Ireland’s media regulator said it has begun an investigation into ByteDance-owned TikTok and Microsoft-owned LinkedIn over concerns about their content reporting mechanisms.
The authority said the platforms’ systems may not be easy to access or allow people to report child sexual abuse material anonymously, as required under the EU’s Digital Services Act.
“In the case of these platforms, there is reason to suspect that their illegal content reporting mechanisms are not easy to access or user-friendly, do not allow people to report child sexual abuse material anonymously, as required by the DSA, and that the design of their interfaces may deter people from reporting content as illegal,” said the Irish regulator’s digital services commissioner, John Evans.
Harmful content
The DSA, which places additional requirements on very large online platforms, requires parts of the law to be investigated by the country in which a country has its headquarters.
If found to be violating the DSA, the regulator can impose a fine of up to 6 percent of a company’s annual turnover.

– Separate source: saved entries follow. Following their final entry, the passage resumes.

PR #126, opened 2016-11-28
Support referencing nginx-gen container indirectly through another environment variable

ento:
### Motivation

I'm running this container alongside nginx-gen in Amazon ECS. The docker-gen container gets assigned a mangled name like "ecs-tws3-24-nginx-gen-aa9cf4babdd593ae5e00", which means I can't simply set `NGINX_DOCKER_GEN_CONTAINER=nginx-gen`.

What I ended up doing is [linking](https://docs.docker.com/engine/userguide/networking/default_network/dockerlinks/) those containers and having Docker assign and expose a namespaced name as an environment variable like:

```sh
NGINX_GEN_NAME=/ecs-tws3-23-nginx-letsencrypt-a6d9b293fc808bf7fd01/nginx-gen
```

### What this PR does

This PR adds the ability to specify the name of this environment variable instead of directly specifying docker-gen's container ID or name.

### DIFF
--- a/README.md
+++ b/README.md
@@ -150,5 +150,7 @@ $ docker run -d \
 
 * `NGINX_PROXY_CONTAINER`- If for some reason you can't use the docker --volumes-from option, you can specify the name or id of the nginx-proxy container with this variable.
 
+* `NGINX_DOCKER_GEN_LINKED_CONTAINER_ENVVAR` - If you are running nginx-gen as a [linked container](https://docs.docker.com/engine/userguide/networking/default_network/dockerlinks/) and its ID cannot be predetermined, specify the name of the environment variable of the form `<alias>_NAME` that gets set by Docker when linking containers.
+
 #### Examples:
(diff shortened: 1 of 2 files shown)


JrCs:
@ento can you fix the code with the reviews i have made ?

JrCs:
I think the best is to use labels to references each others containers ?

teohhanhui:
I think this is closed by #181.

helderco:
@teohhanhui #181 is only for the joined `jwilder/nginx-proxy` container, not separate `jwilder/docker-gen` and `nginx`. 

But #231 is another approach using a label and should solve this as well.

ento:
Confirmed #231 works with Amazon ECS by using the `dockerLabels` property:

```
{
  {
    "image": "nginx",
    "dockerLabels": {
      "com.github.jrcs.letsencrypt_nginx_proxy_companion.nginx_proxy": ""
    },
    ...
  },
  {
    "image": "ento/docker-nginx-gen-with-tpl",
    "dockerLabels": {
      "com.github.jrcs.letsencrypt_nginx_proxy_companion.docker_gen": ""
    },
    ...
  },
  ...
}
```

The investigations were spurred by a review of online providers’ compliance of reporting mechanisms, the regulator said.
Evans said a number of other platforms have made significant changes to their reporting mechanisms for illegal or harmful content after engagement with the regulator, which he said has requested further information from some of them and is not ruling out further action.
Stringent rules
The regulator began its first probe under the DSA last month with a formal investigation into social media platform X over its content moderation mechanisms, citing concerns that users are not being given a chance to appeal decisions and that complaint-handling systems are difficult to access.
The probe of X was based on a user complaint and information provided by nonprofit HateAid, which took legal action against X in 2023 on behalf of a Berlin-based researcher who was repeatedly banned from the platform.